WJ Editorial
WJ Editorial

Unshackle Federal Freight Funding From Modal Chains

In testimony before a February 13 hearing of the U.S. Senate Commerce, Science and Transportation Committee, the American Association of Port Authorities (AAPA) argued that “nowhere in the country are there such stark examples of unmet infrastructure needs than in America’s ports, and in the land- and water-side transportation connections to them.”

“During the past six decades, there’ve been eight evolutions of the containership, resulting in ships today having capacities of 18,000 TEUs and beyond, while our country has relied upon essentially the same infrastructure to accommodate and facilitate an astronomical growth in freight volumes,” AAPA Chairman William D. Friedman, CEO of the Cleveland-Cuyahoga County Port Authority, testified before the Senate Commerce, Science and Transportation Committee this week. “Clearly, multimodal project funding levels and multimodal project eligibilities need to be improved.”

Friedman noted that in 2018, AAPA member port authorities identified more than $20 billion in multimodal funding needs over the next decade.

One of AAPA’s urgent recommendations deserves special notice. It is asking that all federal freight program funding be 100 percent multimodal (versus being mode-specific).
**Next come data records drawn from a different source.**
PR #49, opened 2021-01-04
[PD-6886] load more button pagination

nate998877:
RE-Opened PR due to mess up refer to https://github.com/DirectEmployers/microsite-js/pull/47 for progress prior to this PR.


jeremytubbs (changes requested):
There is a problem with the initial request after doing a filter. To reproduce load page http://localhost:8080/jobs?sort=relevance then select any filter you should see only 7 of the results are displayed.

jeremytubbs:
- Frontend should hide Load More button when all jobs have been loaded.

src/components/AppLoadMore.vue
```diff
@@ -0,0 +1,31 @@
+<template>
```
surgiie, line 1: Thinking about his some more, this component feels very unnecessary, We really dont need to have a dedicated component that is simply a button in my opinon. We can accomplish the same functionality with the available data in the slot.

We already pass `loadMore` function to the slot so a button that calls this accomplishes what the component does without adding more components on our end.


```html
<nav  v-if="totalJobs > 1 && currentJobs.length < totalJobs">
    <button type="button" @click="loadMore">
            Load More
    </button>
</nav>
```

In addition, a computed property for ` v-if="totalJobs > 1 && currentJobs.length < totalJobs"` might be nice for readability purposes `eg shouldLoadMore` but thats trivial and ill leave it at your discretion.

jeremytubbs (changes requested):
Getting an error in the console on initial page load http://localhost:8080/jobs?sort=relevance
image

nate998877:
> Getting an error in the console on initial page load http://localhost:8080/jobs?sort=relevance

I thought this error had been fixed. A misplaced .length was to blame. Fixed.

jeremytubbs (changes requested):
Offset is being miscalculated on second request causing duplicate jobs to be returned and displayed.  The second request is only doing a 15 offset after the first request takes 30 jobs.

image

src/components/Search/Providers/AppGoogleTalentSearchProvider.vue
```diff
@@ -100,7 +100,13 @@ export default {
             )
         },
         beforeSearch() {
-            if ((this.isCommuteSearch = this.shouldDoCommuteSearch())) {
+            if(this.isFirstLoad && this.isLoadMore){
+                delete this.input.page
```
surgiie, line 104: Overall, Im not a fan of code that is meant for hybrid use like this because of differences between load more and paginated provider types. This stems from my concerns of not liking the mix of load more and paginated provider logic but that entails a team discussion of what we agree on for the design of the provider. 


For now, you only need to delete page in the shared input definition in provider and as long as you make sure 

`:is-load-more="true"` prop is set on every instance of the provider on every page, you wont see bugs with page still being persisted to the url regardless of you deleting it like we saw on the home page.


Either delete it in `sharedInputDefinition` or `beforeSearch` not both.

src/components/Search/Providers/mixins/provider.js
```diff
@@ -18,23 +18,31 @@ export default {
...
+            jobs: [],
+            jobDisplay: [],
             filters: [],
             pagination: {},
             featuredJobs: [],
+            isFirstLoad: true,
             appliedFilters: [],
             isCommuteSearch: false,
             input: this.defaultInput,
+            paginationData: {num_items: this.siteConfig.num_items},
```
surgiie, line 45: Is there any reason you couldnt reuse the existing `pagination` data ?

src/components/Search/Providers/AppGoogleTalentSearchProvider.vue
nate998877: You are correct, I believe that was changed at some point and only in sharedInputDefinitions is page being deleted.

src/components/Search/Providers/mixins/provider.js
nate998877: the existing pagination data is updated by the backend every new search. In order to keep a consistent state I used a separate property. I'll look into what's necessary to convert it to use the existing pagination property and update it if it makes sense.

surgiie: Or can you add the data you need in `this.input` ? 

This would reduce the object merging you we are doing on line 266:

`return this.service({...this.filterInput(this.input), ...this.paginationData} ...`

src/scss/components/load-more.scss
```diff
@@ -0,0 +1,10 @@
+.load-more-pagination-button {
```
surgiie, line 1: Again, not sure we should have this component and its associated styles.

If we really need to keep this for now, make these vanilla css and try to use BEM convention. 

I would prefer this file didnt exist but we can discuss with @jeremytubbs

src/components/Search/Providers/mixins/provider.js
nate998877: Adding the pagination data to this.input adds it to the URL, which I'm trying to avoid.

src/scss/components/load-more.scss
nate998877: This is an @jeremytubbs discussion. I can convert it to BEM. Are we adopting BEM as our convention/have we?

src/components/Search/Providers/mixins/provider.js
nate998877: Back with some updates on using pagination vs paginationData. I don't think it makes sense to try and use pagination to handle the state that paginationData does, it could be renamed to something better, but I believe it should remain separate.

There are a couple of reasons.
- pagination is updated every search by the backend, so updating pagination would have to happen after a search instead of before, which I believe would be confusing and could be difficult to handle if a search is performed that doesn't impact pagination. (not sure that we're doing any, but similar jobs comes to mind)
- Pagination has several properties that are irrelevant to fetching ie total, has_more_pages
- The returned pagination data is from the last request, which is potentially outdated for the next request. IE P.offset = 0 when PD.offset = 30.

I'm open to discussion about it though, would just like some reasoning.

src/scss/components/load-more.scss
surgiie: Personally dont like BEM but thats how the other components are named so i only suggested that for consistency.

surgiie:
The following is my opinion on how i think this should work. This will ultimately be a team discussion and i just want my opinion documented here for future reference  for said  discussion.


Although i think the prefetching is nice, i personally dont think we should care that much for this type of response. I would think most users will click "Load More"  twice maybe three times before they refine their search?  In addition we are removing `page` parameter to accomplish something we could do with `page` parameter. Originally i thought this was required when we were calculating an offset to submit instead, but after playing around with the code, i dont think this is necessary.

Trying to do prefetching and removing page parameter adds several edge case issues that could just be avoided.

As an example, we added the following checks: 

* Check if its the first or not first load
* Modify `num_items` conditionally which added a 2nd `paginationData` object.
* Delete `page` out of the payload/url.


In my opinion, this could work alot simpler and work with the `page` param still present.

This should just work by concatenating the jobs on every response so you have all the jobs as a reference to determine what is being displayed. Then display the needed jobs by splicing 0 to the total number of  number of collected jobs.

So the search function would look something like this:


```js
search() {
    this.status.loading = true

    this.beforeSearch()

    return this.service({...this.filterInput(this.input)}, this.siteConfig)
        .then(resp => {
            const data = resp.data || {}
            this.featuredJobs = data.featured_jobs || []
            this.pagination = data.pagination || {}
            this.filters = data.filters || {}
            let responseJobs = data.jobs || []
           
            if(!this.isLoadMore){
                this.jobs = responseJobs
                this.jobDisplay = this.jobs
            }else{
                this.jobs = this.jobs.concat(responseJobs)
                this.jobDisplay = clone(this.jobs).splice(0, this.siteConfig.num_items * this.input.page)
            }

            this.meta = data.meta || {
                source: SOLR,
            } //prevents sites from erroring when unable to connect to api
            this.appliedFilters = this.getAppliedFilters()
            this.searchCompleted(data)
        })
        .catch(err => {
            this.status.error = err
        })
        .finally(() => {
            this.status.loading = false
        })
}

```

Why I prefer this:


* No more specific checks about page or which load it is
* No more having to modify num items conditionally based on which load were in
* We get rid of the offset PR in search api and accomplish both scenarios with a single `page` parameter. There is no need to try to calculate an offset anymore.

src/components/Search/Providers/mixins/provider.js
```diff
@@ -219,16 +259,20 @@ export default {
                 .concat(this.applyFilters())
         },
         search() {
+            if (!this.isLoadMore || this.jobDisplay.length == 0) {
```
surgiie, line 262: I dont think we should be preventing loading state based on provider type.

Loading should always be toggled to true. If its a matter of not showing "Loading..." in the UI then we should just be removing the loader component when the provider type is "Load More"

src/scss/components/load-more.scss
```diff
@@ -0,0 +1,10 @@
+.load-more-pagination__button {
+    @apply transition-colors duration-100 inline-block;
```
jeremytubbs, line 2: unfortunately, we are no longer writing Scss or using tailwind... so you need to convert this to normal css.

jeremytubbs (changes requested):
AppLoader now shows every time the load more button is clicked. 
- do not show loading state overlay when clicking the load more button

jeremytubbs:
Closing PR now so that we know it is ready for review when it is open again.

nate998877:
I believe the PR is ready.

src/pages/jobs.vue
```diff
@@ -1,16 +1,19 @@
...
             <template v-slot="{
                 jobs,
                 sort,
                 input,
                 source,
                 status,
                 hasJobs,
+                loadMore,
                 setInput,
+                setFilter,
```
jeremytubbs, line 13: My IDE is showing `setFilter` and `setInput` as not used.

src/pages/jobs.vue
```diff
@@ -19,7 +22,7 @@
                 isCommuteSearch,
                 getFilterOptions,
             }">
-                <AppLoader v-if="status.loading"/>
+                <AppLoader v-if="status.loading && !isLoadMore || status.loading && !jobs.length"/>
```
jeremytubbs, line 25: `status.loading && !isLoadMore ||` can be removed and `isLoadMore` can be removed from the slot data from the provider.

src/pages/jobs.vue
nate998877: They are unused by this component, but other pagination types do use them. Every time a pagination component is switched should the unused slot data be removed even if it's likely to be used later on?

src/pages/jobs.vue
nate998877: You are correct, This has been updated.

src/components/Search/Providers/mixins/provider.js
```diff
@@ -1,4 +1,4 @@
-import {omitBy, clone, merge, startCase, uniqBy} from "lodash"
+import {omitBy, clone, cloneDeep, startCase, uniqBy} from "lodash"
```
jeremytubbs, line 1: cloneDeep is no longer being used

jeremytubbs (approved):
Approving but definitely waiting for @surgiie since this is also my code now.

src/components/Search/Providers/mixins/provider.js
```diff
@@ -194,23 +221,35 @@ export default {
         },
 
         search() {
-            this.beforeSearch()
             this.status.loading = true
-            this.service(this.filterInput(this.input), this.siteConfig)
+            this.beforeSearch()
+            if (this.isLoadMore) {
+                this.beforeLoadMoreSearch()
```
surgiie, line 227: I like that the math stuff is now in a  `beforeLoadMoreSearch` function, but the code in it right now would not allow any sub provider component to overwrite without duplicating the logic. I think its fine right now but maybe we should consider moving this into the `loadMore` function and leave `beforeLoadMoreSearch` for the individual provider components to extend as needed. Again i don think it's really necessary as i cant think of a reason why solr or google talent providers would need this.

surgiie (changes requested):
When clicking on a filter `page` is inserted back in the url because the `AppSearchFilter` component resets it to one when a filter is clicked.

Add a `resetPage` boolean prop or something of that nature that determines if the search filter should be resetting page.

surgiie (approved):
LGTM! :tada:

The FAST Act, for example, signed in 2015, authorizes $305 billion over fiscal years 2016 through 2020 for highway, motor vehicle safety, public transportation, motor carrier safety, hazardous materials safety, rail, and research, technology and statistics programs.

Removing modal restrictions on federal freight and transportation grants makes great sense not only in general, but for inland waterways interests in particular. The old approach of seeing the different transportation modes as rivals or competitors is increasingly irrelevant. Not only are all freight modes becoming more interdependent, they are converging. Container-on-barge on the rivers is  just one example of the modes becoming more tightly knitted together.

Removing modal restrictions would spur creative thinking and open the way for innovative partnerships in grant proposals. A barge terminal could partner with, say, a railroad or state highway agency for a particular proposal, strengthening its chances. An integrated transport vision would be built in from the start.

It would still be up to proposal teams to come up with innovative proposals. A lot of hard, creative work would have to be done. Removing modal restrictions would also fit in well with President Donald Trump’s stated goal of streamlining regulations and reducing bureaucratic delays.

Instead of “siloing” freight and transportation grants in the different modes, let the best proposals in all modes compete and win on their merits.